But seriously i don't mind going ahead, but i think its a mistake, for our first war, they are big, ok we are bigger (but on paper only) they have been established longer, and i think have a bigger army and navy, remember this is our fist fight, and we have to learn how to co ordinate fleet and troops, and i don't think this is the alliance to pick on, just to start learning and practice war?


----------



## alanjo99

lets go for a smaller fish then first, with it being our first proper battle.

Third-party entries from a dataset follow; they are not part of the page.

PR #1022, opened 2023-04-21
Actually set runtime aliases in the underlying provider

iwahbe:
This PR ensures that the underlying providers are informed of aliases at runtime. https://github.com/pulumi/pulumi-terraform-bridge/pull/1017 ensured that the bridge's mappings dispatched correctly, but did not actually get them working at runtime.

This PR also adds a runtime test to ensure that aliased resources work correctly.

### DIFF
--- a/pf/internal/muxer/muxer.go
+++ b/pf/internal/muxer/muxer.go
@@ -121,6 +121,9 @@ func newProviderShim(provider shim.Provider) ProviderShim {
 
 // Assign each Resource and DataSource mapped in `info` whichever runtime provider defines
 // it.
+//
+// For alias based mappings to work correctly at runtime, it is necessary to call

Someone local (to DW isles) - but a lesser risk to begin with.


----------



## Dopey

Anyone have anyone they want to start off with, like i say, big but no alliance?

Suggestions please

As we gain more experience we can then do the bigger guys, we will have more units then too


----------



## BigDoc

I would rather see the alliance hit someone who has already hit one of ours insted of just a randomer, I've never pillaged in my time in the game and wouldn't like the thought of an alliance singling me out for no reason.
Just my 2p.

Everyone who has been hit in the past, post up the details of whoever hit you and then the list can be narrowed down from there. NO?


----------



## CharlyLou

I have only ever been pillaged the once but got 4 times by the same person. He was back on my old island on 34:60. He is called TheCheif but unfortunately is in an alliance (Lux) who is placed at number 3 in the alliance list.


----------



## alanjo99

BigDoc said:


> I would rather see the alliance hit someone who has already hit one of ours insted of just a randomer, I've never pillaged in my time in the game and wouldn't like the thought of an alliance singling me out for no reason.
> Just my 2p.
> 
> Everyone who has been hit in the past, post up the details of whoever hit you and then the list can be narrowed down from there. NO?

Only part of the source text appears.